Artikel dan Foto


Ketua Soksi Sebut Kinerja 2 Tahun Pemerintahan Jokowi–Ma’ruf Perkuat Kapasitas Perangkat Desa Belum Maksimal

Jakarta – Ketua Bidang Pemberdayaan Desa Dewan Pimpinan Nasional Sentral Organisasi Karyawan Swadiri Indonesia (Depinas Soksi), Iwan Sulaiman Soelasno menilai kinerja pemerintahan Joko Widodo dan Ma’ruf Amin dalam memperkuat kapasitas perangkat pemerintahan desa belum maksimal. 

Hal tersebut terlihat dari masih maraknya kasus korupsi dalam pengelolaan keuangan desa yang disebabkan oleh lemahnya pemahaman perangkat desa soal tata kelola pemerintahan desa. 

Dalam siaran persnya, Iwan menilai penguatan kapasitas perangkat pemerintahan desa adalah amanat dari UU nomor 6 tahun 2014 tentang Desa, yaitu sebagai bagian dari pembinaan dan pengawasan kepada pemerintah desa dari jajaran pemerintahan diatasnya, yaitu pemerintah pusat, provinsi dan kabupaten/kota. 

“penguatan kapasitas perangkat pemerintahan desa adalah keharusan, karena saat ini semakin banyak berbagai program untuk desa baik dari Kemendes PDTT, Kemendagri dan Kementerian/Lembaga lainnya.
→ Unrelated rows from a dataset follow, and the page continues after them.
Issue #278, opened 2024-05-23
new test not passing: unexpected token "\"(func (export \"f1\") (result i32)\""


zapashcanon:
After #276:

```shell-session
$ owi script --no-exhaustion reference/comments.wast
unexpected token "\"(func (export \"f1\") (result i32)\""
[40]
```

This is related to UTF-8 definition of newline, see https://github.com/WebAssembly/spec/commit/43d405f5301adefb823b443c6fb9bb6093b1e1a7

epatrizio:
here's a minimalist test :
```wast
(module quote
  "(func )"
)
```

epatrizio:
```wast
(module quote
  "(func"
  "  ;; comment\0a"
  ")"
  "(func"
  "  ;; comment\0d"
  ")"
  "(func"
  "  ;; comment\0d\0a"
  ")"
)
```
there may be 2 different problems because the first minimalist example does not mention `newline` character ... ?!

krtab:
> here's a minimalist test :
> 
> ```webassembly
> (module quote
>   "(func )"
> )
> ```

I'm opening a issue (and trying a fix) for this one.

PR #383, opened 2024-07-23
actually parse inline binary and quoted module in scripts

### LINKED ISSUE #279: new test not passing: unbound name 4294967249
After #276:

```shell-session
$ owi script --no-exhaustion reference/float_literals.wast
unbound name 4294967249
[38]
```

zapashcanon:
Fix #279. The binary parser code was actually correct. The issue was that we were not parsing inline binary module correctly...


zapashcanon:
Also fix #278. @Laplace-Demon it should fix you issue regarding custom annotations tests btw. :)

Banyaknya program tersebut sayangnya tidak diikuti oleh program penguatan kapasitas bagi perangkat desa secara berkelanjutan, sehingga saya meragukan target dari program–program tersebut akan tercapai. Misalnya saja ya, Kemendes PDTT punya program pengentasan kemiskinan ekstrem di desa mencapai 0 persen pada 2024. Hal ini akan sulit tercapai kalau perangkat desanya tidak dibekali oleh pemahaman tentang pelayanan publik, penyusunan APBDes yang pro warga miskin, dan tata kelola pemerintahan desa yang transparan dan akuntabel”, tegas Iwan. 

Iwan memaklumi dalam 2 tahun terakhir ini pemerintahan Jokowi–Ma’ruf belum maksimal dalam memperkuat kapasitas perangkat desa lantaran dihantam oleh pandemi Covid–19. 

Namun demikian, Iwan melanjutkan, untuk tiga tahun kedepan ini Presiden Jokowi harus memerintahkan Kementerian Dalam Negeri (Kemendagri) menyiapkan program penguatan kapasitas pemerintahan desa terutama bagi Perangkat Pemerintah Desa dan Badan Permusyawaratan Desa (BPD). 

“Tahun 2022 sebaiknya ada lagi ya program penguatan kapasitas penguatan desa yang didanai oleh APBN dan dikomandoi oleh Kemendagri sampai 2024. Dengan begitu saya optimis pemerintahan Jokowi–Ma’ruf akan mencapai targetnya dalam membangun dari pinggiran pada 2024 yang akan datang”, ungkap Iwan. (*)

 

Kominfo Depinas SOKSI 2021. 

 

Oleh : Jay : Sumber Iwan Soelasno - Ketua Bidang Desa Depinas Soksi, 2021-10-26.